🤖 AI Summary
This work addresses the challenges of salient object detection in optical remote sensing imagery, where large scale variations and complex backgrounds hinder existing methods from effectively modeling geometric structures and fine-grained details, often yielding incomplete detection results. To overcome these limitations, the authors propose G2HFNet, a novel architecture built upon the Swin Transformer backbone that introduces, for the first time, a geometry-granularity-aware mechanism. The model incorporates a hierarchical feature fusion framework comprising four key components: Multi-scale Detail Enhancement (MDE), Dual-branch Geometry-Granularity Complementary (DGC), Deep Semantic Perception (DSP), and Local-Global Guided Fusion (LGF).
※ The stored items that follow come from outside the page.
PR #3797, opened 2025-02-26
Add DocumentAIProcessorVersion types, mappers, CRD and fuzzer

gemmahou:
### Change description

Fixes #

### Tests you have done

- [ ] Run `make ready-pr` to ensure this PR is ready for review.
- [ ] Perform necessary E2E testing for changed resources.

PR #3817, opened 2025-02-28
feat: DocumentAIVersion direct controller

gemmahou:
### Change description

Based on #3804 and #3797 

#3804 is not tested yet since there's no gcloud test script. I use the direct controller and the create.yaml added in this PR to test against mockGCP and fix the mock service, add normalizers.

### Tests you have done


yuwenma:
@gemmahou Could you resolve the merge conflict ? The dependent resource (documentAI processor) has been merged. 🥂 (kudos to @jingyih )

pkg/test/resourcefixture/testdata/basic/documentai/v1alpha1/documentaiversion-basic/create.yaml
```diff
@@ -0,0 +1,28 @@
...
+apiVersion: documentai.cnrm.cloud.google.com/v1alpha1
+kind: DocumentAIProcessorVersion
+metadata:
+  name: documentaiversion-${uniqueId}
+spec:
+  displayName: Test Document AI Version Name
+  processorRef:
+    # Use pre-created processor for version training.
+    # A processor requires manual setup after creation to allow for the training of a new version.
+    external: projects/${projectNumber}/locations/us/processors/7f8f177e3b9cc6d9
```
gemmahou, line 24: @yuwenma this is another case where we have to acquire a pre-created resource with generatedID. Similar to the test case in #3965. 

I'm not able to reference a KCC-managed resource, because after resource creation, it required manually setup dataset(I've done this in Pantheon) to be able to train a version.

yuwenma:
can you rebase from master HEAD to fix the presubmit?

pkg/test/resourcefixture/testdata/basic/documentai/v1alpha1/documentaiversion-basic/create.yaml
```diff
@@ -0,0 +1,28 @@
...
+  projectRef:
```
jingyih, line 25: Why do we need `projectRef` and `location` in the API? I thought we only need `processorRef` which will include project and location?

gemmahou: done

pkg/controller/direct/documentai/processorversion_controller.go
```diff
@@ -0,0 +1,235 @@
...
+	}
+
+	created := &documentaipb.ProcessorVersion{}
+	getReq := &documentaipb.GetProcessorVersionRequest{Name: metadata.GetCommonMetadata().GetResource()}
+
+	// if state is creating, keep retrieving until creation failed
+	// todo: currently we expect resource state to be FAILED after creation as there's no training data
+	// handle other successful state, i.e. undeployed after creation
+	done := false
+	for !done {
```
jingyih, line 158: Is there a reason we cannot use `op.Wait()`? If so, can we document it as code comments?

Also, this loop will just keep sending RPC calls until the GCP quota is hit?

pkg/controller/direct/documentai/processorversion_controller.go
```diff
@@ -0,0 +1,235 @@
...
+		return mapCtx.Err()
+	}
+	externalRef := created.GetName()
+	status.ExternalRef = direct.LazyPtr(externalRef)
+	return createOp.UpdateStatus(ctx, status, nil)
+}
+
+// Update updates the resource in GCP based on `spec` and update the Config Connector object `status` based on the GCP response.
+func (a *ProcessorVersionAdapter) Update(ctx context.Context, updateOp *directbase.UpdateOperation) error {
+	// no update
```
jingyih, line 182: I think we still want to update the KRM status (in the case of acquiring a resource)

pkg/controller/direct/documentai/processorversion_controller.go
```diff
@@ -0,0 +1,235 @@
...
+
+// Find retrieves the GCP resource.
+// Return true means the object is found. This triggers Adapter `Update` call.
+// Return false means the object is not found. This triggers Adapter `Create` call.
+// Return a non-nil error requeues the requests.
+func (a *ProcessorVersionAdapter) Find(ctx context.Context) (bool, error) {
+	log := klog.FromContext(ctx)
+	log.V(2).Info("getting ProcessorVersion", "name", a.id)
+
+	if !a.id.HasKnownID() {
```
jingyih, line 107: What happens if we don't check this? Find() will return "false, nil" if resource is not found.

gemmahou: For this resource, resourceID id server-generated(i.e. we cannot use metadata.name as resourceID). Without this check, a.id is empty, and the error will be 400/403(invalid request) instead of 404.

pkg/controller/direct/documentai/processorversion_controller.go
gemmahou: Ah this is a bit tricky and I should add some comments.

`op.wait()` returns once the version resource exists, but the version's state can still be "creating." It takes a few seconds to reach a stable state like "failed" or "undeployed." That's why I have to explicitly retrieve the resource and check its state to determine if the operation has finished.

jingyih: This could be a helper function (not sure if it already exist in our codebase), but essentially we need some interval between the polls, and a timeout.

pkg/controller/direct/documentai/processorversion_controller.go
jingyih: Is this the same as checking `desiredResourceID == ""`? If so, we could avoid having an extra boolean, which is not a typical pattern in our controller code.

pkg/controller/direct/documentai/processorversion_controller.go
jingyih: Did a quick search. This is the closest I can find. Maybe we can create a helper function similar to this but with configurable poll interval.

https://github.com/GoogleCloudPlatform/k8s-config-connector/blob/045222bd5162376b1c853d1b04ea6756a79705bf/mockgcp/common/operations/wait.go#L28

pkg/controller/direct/documentai/processorversion_controller.go
gemmahou: Good point! I updated the code in https://github.com/GoogleCloudPlatform/k8s-config-connector/pull/3817/commits/a12a7d8f2b6755c3ef5ae2b1e8d99d253caa998d

pkg/controller/direct/documentai/processorversion_controller.go
gemmahou: fixed in https://github.com/GoogleCloudPlatform/k8s-config-connector/pull/3817/commits/2104a4f91d446caa3198a9f73e86613a4d7d5faf

pkg/controller/direct/documentai/processorversion_controller.go
gemmahou: I added a helper function in https://github.com/GoogleCloudPlatform/k8s-config-connector/pull/3817/commits/60efeff4875bf5e652be9cc2521d59992cf7e10e, get created resource by checking its state, with poll interval and timeout.

jingyih (commented):
/lgtm
/approve

PR #3818, opened 2025-02-28
Added a runner for runmockgcptests against mock.

cheftako:
### Change description

Fixed a few preconditions.
Cleaned up my test sample metadata.
Added missing help commands.
Cleaned up log messages.

### Tests you have done

./bin/conductor runner --branch-repo=/usr/local/google/home/wfender/go/src/github.com/cheftako/k8s-config-connector_branches --branch-conf=branches.yaml --logging-dir=./logs --command=9

### DIFF
--- a/experiments/conductor/branches-all.yaml
+++ b/experiments/conductor/branches-all.yaml
@@ -17218,11 +17218,11 @@ branches:
       controller: terraform
       kind: ""
       package: ""
-      proto: ""
-      proto-path: ""
-      proto-service: ""
-      proto-msg: ""
-      host-name: ""
+      proto: BackendService
+      proto-path: google/cloud/compute/v1/compute.proto
+      proto-service: google.cloud.compute.v1.BackendServices
+      proto-msg: google.cloud.compute.v1.BackendService
+      host-name: compute.googleapis.com
       notes: []
     - name: compute-computebackendservicesignedurlkeys
       local: resource-compute-computebackendservicesignedurlkeys
--- a/experiments/conductor/cmd/runner/mock_commands.go
+++ b/experiments/conductor/cmd/runner/mock_commands.go
@@ -66,7 +66,7 @@ func createScriptYaml(opts *RunnerOptions, branch Branch) {
 	close := setLoggingWriter(opts, branch)
 	defer close()
 	if branch.Command == "" {
-		log.Printf("SKIPPING %s, no gcloud command\r\n", branch.Name)
+		log.Printf("SKIPPING %s, no gcloud command", branch.Name)
 		return
 	}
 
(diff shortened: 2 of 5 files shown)


experiments/conductor/cmd/runner/runner.go
```diff
@@ -205,6 +210,10 @@ func printHelp() {
 	log.Println("\t3 - Delete the local github branches from the metadata")
 	log.Println("\t4 - Create script.yaml for mock gcp generation in each github branch")
 	log.Println("\t5 - Create _http.log for mock gcp generation in each github branch")
+	log.Println("\t6 - Generate mock Service and Resource go files in each github branch")
+	log.Println("\t7 - Add service to mock_http_roundtrip.go in each github branch")
+	log.Println("\t8 - Add proto to makefile in each github branch")
```
yuwenma, line 215: Which proto are you referring here? Just some thoughts: maybe we can add all protos ahead to save this step.

yuwenma (commented):
/lgtm
/approve

experiments/conductor/branches-all.yaml
yuwenma, line 1: what's the difference between branches.yaml and branches-all.yaml?

barney-s: branches-all is the reference. All resources. 
branches is a subset and should be updated and used by some one using this tool.

experiments/conductor/cmd/runner/mock_commands.go
```diff
@@ -436,3 +438,41 @@ func addProtoToMakfile(opts *RunnerOptions, branch Branch) {
...
+	var out strings.Builder
+	checkoutBranch(branch, workDir, &out)
+
+	// Check to see if the http log file already exists
+	logFile := fmt.Sprintf("mock%s/testdata/%s/crud/_http.log", branch.Group, branch.Resource)
+	logFullPath := filepath.Join(workDir, logFile)
+
+	// Run the test against the generated mocks to determine quality
+	start := time.Now()
+	log.Printf("COMMAND: go test ./mockgcptests -v -run TestScripts/mock%s/testdata/%s/crud", branch.Group, branch.Resource)
```
barney-s, line 456: Would be more useful to comment this way
WRITE_GOLDEN_OUTPUT=1 E2E_GCP_TARGET=mock go test .....

experiments/conductor/cmd/runner/mock_commands.go
```diff
@@ -436,3 +438,41 @@ func addProtoToMakfile(opts *RunnerOptions, branch Branch) {
...
+
+func runMockgcpTests(opts *RunnerOptions, branch Branch) {
+	close := setLoggingWriter(opts, branch)
+	defer close()
+	workDir := filepath.Join(opts.branchRepoDir, "mockgcp")
+
+	var out strings.Builder
+	checkoutBranch(branch, workDir, &out)
+
+	// Check to see if the http log file already exists
```
barney-s, line 450: may be better to check for resource or service go here

barney-s (approved):
minor comments. none blocking.

experiments/conductor/cmd/runner/mock_commands.go
cheftako: I'm note sure, there are two parts to this one, the command log and the actual command.

For the log I'm not sure if its a good idea to represent the logged command differently than the execute command.

For the actual command I think probably not. 
"A=B command" is a shell trick and I'm not sure that shell trick will work here.
Eg. "egrep foo *.txt" does not work in exec because the * expansion is done bu the shell not the command. 
Also I think environment variables should be passed in through the environment API.
I think it would be better to change mockgcptests to take anything non-sensitive as a command line flag.

experiments/conductor/cmd/runner/mock_commands.go
cheftako: LOL the comment is wrong. 

I will say it probably does make sense to add a resource/service check here.
Feel free :D

PR #3819, opened 2025-02-28
feat: add VertexAIFeaturestore as a direct resource

jingyih:
This PR includes mock, types/mappers/CRD, and controller implementation.


apis/vertexai/v1alpha1/featurestore_types.go
```diff
@@ -0,0 +1,196 @@
...
+	OnlineServingConfig *Featurestore_OnlineServingConfig `json:"onlineServingConfig,omitempty"`
+
+	// Optional. TTL in days for feature values that will be stored in online
+	//  serving storage. The Feature Store online storage periodically removes
+	//  obsolete feature values older than `online_storage_ttl_days` since the
+	//  feature generation time. Note that `online_storage_ttl_days` should be less
+	//  than or equal to `offline_storage_ttl_days` for each EntityType under a
+	//  featurestore. If not set, default to 4000 days
+	// +kcc:proto:field=google.cloud.aiplatform.v1beta1.Featurestore.online_storage_ttl_days
+	OnlineStorageTtlDays *int32 `json:"onlineStorageTtlDays,omitempty"`
```
yuwenma, line 85: nit: "TTL"

apis/vertexai/v1alpha1/featurestore_types.go
```diff
@@ -0,0 +1,196 @@
...
+
+	// Optional. Customer-managed encryption key spec for data storage. If set,
+	//  both of the online and offline data storage will be secured by this key.
+	// +kcc:proto:field=google.cloud.aiplatform.v1beta1.Featurestore.encryption_spec
+	EncryptionSpec *EncryptionSpec `json:"encryptionSpec,omitempty"`
```
yuwenma, line 90: does this support other encryption format?

yuwenma (commented):
/approve

apis/vertexai/v1alpha1/featurestore_types.go
jingyih: Not sure I fully understand the question, do mean what happens if `EncryptionSpec` is not set? If unset, a "Google-owned and Google-managed encryption key" will be used as the default encryption. This is pretty standard across the GCP resources.

yuwenma: sorry for the confusion, I should add the comment in `type EncryptionSpec struct`. It looks like a one-of and currently only support KMS key. I'm wondering if it supports other secret management approaches.

jingyih: I did not see any oneof? It is the same struct shared by many VertexAI resources.

PR #3822, opened 2025-02-28
WIP feat: add CRD for Vertex Notebooks

barney-s:

PR #3823, opened 2025-02-28
Add conductor commands to generate Types, Mapper, CRD and fuzzer

barney-s:
CL that is using this tooling: https://github.com/GoogleCloudPlatform/k8s-config-connector/pull/3822/commits


experiments/conductor/cmd/runner/crd_generator_commands.go
```diff
@@ -0,0 +1,198 @@
...
+set -o nounset
+set -o pipefail
+
+REPO_ROOT="$(git rev-parse --show-toplevel)"
+cd ${REPO_ROOT}/dev/tools/controllerbuilder
+
+go run . generate-types \
+    --service <PROTO_PACKAGE> \
+    --api-version <CRD_GROUP>/<CRD_VERSION> \
+    --resource <CRD_KIND>:<PROTO_RESOURCE>
```
jingyih, line 51: Note that this will no longer work if a second resource is being generated under the same `--api-version`. This is a broader discussion, but I think we should have one git branch per `--api-version`, rather than per `--resource`.

experiments/conductor/branches.yaml
```diff
@@ -13,49 +13,31 @@
...
+      command: gcloud notebooks instances
+      group: notebooks
+      resource: instance
+      controller: Unknown
+      kind: NotebooksInstance
+      package: google.cloud.notebooks.v1
+      proto: Instance
+      proto-path: google/cloud/notebooks/v1/service.proto
+      proto-service: "google.cloud.notebooks.v1.NotebookService"
+      proto-msg: google.cloud.notebooks.v1.Instance
```
jingyih, line 28: Not related to this PR, but is `proto` the same as `proto-msg`, with the only difference being that `proto-msg` is the fully qualified name (i.e., `package` + `proto`)?

experiments/conductor/cmd/runner/crd_generator_commands.go
barney-s: i noticed it here: https://github.com/GoogleCloudPlatform/k8s-config-connector/pull/3822/files#diff-dd75f3353e0a712412b061f3565c24dca0d5379d59d78f37235e8a28d9f638d6 

My question is do we run this script only once ?
Or do we run this script often.

Concern: If we make changes in the types.go for say Environment. Then i add instance it would run both. Would it revert the changes for environtment_types.go ?

barney-s: alternatively i will change the code to create generate_<type>.sh ?

jingyih: It will not revert environtment_types.go but it will regenerate types.generated.go. If we have a separate generate.sh per resource branch, they are going to fight with each other.

jingyih: With the current tooling and code structure, we need to generate "CRD/mapper/types" per `--api-version`. i.e., one git branch per `--api-version`.

barney-s: ok we may need to use llm to update existing file or create new one.

barney-s: done. works https://github.com/GoogleCloudPlatform/k8s-config-connector/pull/3822/files#diff-dd75f3353e0a712412b061f3565c24dca0d5379d59d78f37235e8a28d9f638d6

experiments/conductor/branches.yaml
```diff
@@ -13,49 +13,31 @@
 # limitations under the License.
 
 branches:
-  - name: accessapproval-approvalrequest
```
cheftako, line 16: Probably should try avoiding stomping on each others branches.yaml. Maybe add it to the .gitignore?

barney-s: I added it to .gitignore, but it still shows up as diff (may be because the file exists in the repo).

experiments/conductor/branches.yaml
cheftako: These are used to drive the automation. name and local are used for git operations and ids.
Interestingly proto-service, proto_path and proto-msg are used in templates.
I believe proto and remote are both essentially unused today.

experiments/conductor/cmd/runner/crd_generator_commands.go
```diff
@@ -0,0 +1,227 @@
...
+# limitations under the License.
+
+set -o errexit
+set -o nounset
+set -o pipefail
+
+REPO_ROOT="$(git rev-parse --show-toplevel)"
+cd ${REPO_ROOT}/dev/tools/controllerbuilder
+
+go run . generate-types \
```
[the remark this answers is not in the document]
barney-s: refactored the code to run the commands inline in go-code.

experiments/conductor/cmd/runner/crd_generator_commands.go
```diff
@@ -0,0 +1,320 @@
...
+		fmt.Sprintf("apis/%s/v1alpha1/", branch.Group),
+		fmt.Sprintf("pkg/controller/direct/%s/", branch.Group),
+		"config/crds/resources/")
+	gitCommit(workDir, &out, fmt.Sprintf("autogenerated types and CRDs using %s", scriptRelativePath))
+}
+
+func generateTypesAndMapper(opts *RunnerOptions, branch Branch) {
+	close := setLoggingWriter(opts, branch)
+	defer close()
+	workDir := filepath.Join(opts.branchRepoDir)
```
cheftako, line 149: filepath.Join is about getting the slashes correct. If your not concatenating directories/files, you don't need to call it.

experiments/conductor/cmd/runner/crd_generator_commands.go
```diff
@@ -0,0 +1,320 @@
...
+
+	var out strings.Builder
+	checkoutBranch(branch, workDir, &out)
+
+	// Change to controllerbuilder directory
+	controllerBuilderDir := filepath.Join(workDir, "dev/tools/controllerbuilder")
```
cheftako, line 155: This should be 
filepath.Join(workDir, "dev", "tools", "controllerbuilder")

experiments/conductor/cmd/runner/crd_generator_commands.go
```diff
@@ -0,0 +1,320 @@
...
+			"run", ".",
+			"generate-types",
+			"--service", branch.Package,
+			"--api-version", fmt.Sprintf("%s.cnrm.cloud.google.com/v1alpha1", branch.Group),
+			"--resource", fmt.Sprintf("%s:%s", branch.Kind, branch.Proto),
+		},
+		WorkDir: controllerBuilderDir,
+	}
+	if err := executeCommand(cfg, &out); err != nil {
+		log.Fatal(err)
```
cheftako, line 171: Please make sure to log the error & out just in case before calling fatal.

experiments/conductor/cmd/runner/crd_generator_commands.go
```diff
@@ -0,0 +1,320 @@
...
+		Args: []string{
+			"run", ".",
+			"generate-mapper",
+			"--service", branch.Package,
+			"--api-version", fmt.Sprintf("%s.cnrm.cloud.google.com/v1alpha1", branch.Group),
+		},
+		WorkDir: controllerBuilderDir,
+	}
+	if err := executeCommand(cfg, &out); err != nil {
+		log.Fatal(err)
```
cheftako, line 187: Ditto

experiments/conductor/cmd/runner/utilities.go
```diff
@@ -222,3 +235,71 @@ func setLoggingWriter(opts *RunnerOptions, branch Branch) closer {
...
+type CommandConfig struct {
+	Name    string        // Name of the command for logging
+	Cmd     string        // The command to run
+	Args    []string      // Command arguments
+	WorkDir string        // Working directory
+	Stdin   io.Reader     // Optional stdin
+	Timeout time.Duration // Timeout duration (default 5m)
+}
+
+// Helper function to execute a command with timing and logging
```
cheftako, line 268: :D

experiments/conductor/cmd/runner/crd_generator_commands.go
```diff
@@ -0,0 +1,320 @@
...
+			Args:    []string{"--ui-type=prompt", "--prompt=mockgcp/crdgen_prompt.txt"},
+			WorkDir: workDir,
+		}
+		if err := executeCommand(cfg, &out); err != nil {
+			log.Fatal(err)
+		}
+	}
+
+	// Add and commit changes
+	scriptRelativePath := fmt.Sprintf("apis/%s/v1alpha1/generate.sh", branch.Group)
```
cheftako, line 124: paths should be contructed using filepath.Join, at least for the slashes.

cheftako (commented):
Good start.

experiments/conductor/cmd/runner/crd_generator_commands.go
barney-s: executeCommand logs it.

experiments/conductor/cmd/runner/crd_generator_commands.go
barney-s: executeCOmmand logs it.

experiments/conductor/cmd/runner/crd_generator_commands.go
barney-s: of course. will change.

experiments/conductor/cmd/runner/crd_generator_commands.go
barney-s: done.

experiments/conductor/cmd/runner/crd_generator_commands.go
barney-s: fixed.

experiments/conductor/cmd/runner/crd_generator_commands.go
```diff
@@ -0,0 +1,320 @@
...
+	checkoutBranch(branch, workDir, &out)
+
+	// Run controllerbuilder to generate spec and status
+	log.Printf("Generating spec and status for %s", branch.Name)
+	stdinInput := fmt.Sprintf("// +kcc:proto=%s.%s\n", branch.ProtoSvc, branch.Proto)
+
+	cfg := CommandConfig{
+		Name:    "Spec/Status generation",
+		Cmd:     "controllerbuilder",
+		Args:    []string{"prompt", "--src-dir", workDir, "--proto-dir", filepath.Join(workDir, ".build/third_party/googleapis/")},
```
jingyih, line 251: Do you have an example commit generated by this command? My experience is that this step currently does not work?

experiments/conductor/cmd/runner/utilities.go
```diff
@@ -222,3 +235,96 @@ func setLoggingWriter(opts *RunnerOptions, branch Branch) closer {
...
+
+// CommandConfig holds the configuration for executing a command
+type CommandConfig struct {
+	Name    string            // Name of the command for logging
+	Cmd     string            // The command to run
+	Args    []string          // Command arguments
+	WorkDir string            // Working directory
+	Stdin   io.Reader         // Optional stdin
+	Env     map[string]string // Optional environment variables
+	Timeout time.Duration     // Timeout duration (default 5m)
```
acpana, line 266: big fan!

PR #3825, opened 2025-03-01
fix: handle already destroyed secret versions in `Delete`

jingyih:


yuwenma:
/lgtm
/approve

Good catch . Basically the SecretManager version is still retrievable even if destroyed.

Extensive experiments demonstrate that G2HFNet significantly outperforms state-of-the-art methods across multiple remote sensing datasets, particularly excelling in complex scenes by producing more complete and accurate saliency maps.
📝 Abstract
Remote sensing images captured from aerial perspectives often exhibit significant scale variations and complex backgrounds, posing challenges for salient object detection (SOD). Existing methods typically extract multi-level features at a single scale using uniform attention mechanisms, leading to suboptimal representations and incomplete detection results. To address these issues, we propose a GeoGran-Aware Hierarchical Feature Fusion Network (G2HFNet) that fully exploits geometric and granular cues in optical remote sensing images. Specifically, G2HFNet adopts Swin Transformer as the backbone to extract multi-level features and integrates three key modules: the multi-scale detail enhancement (MDE) module to handle object scale variations and enrich fine details, the dual-branch geo-gran complementary (DGC) module to jointly capture fine-grained details and positional information in mid-level features, and the deep semantic perception (DSP) module to refine high-level positional cues via self-attention. Additionally, a local-global guidance fusion (LGF) module is introduced to replace traditional convolutions for effective multi-level feature integration. Extensive experiments demonstrate that G2HFNet achieves high-quality saliency maps and significantly improves detection performance in challenging remote sensing scenarios.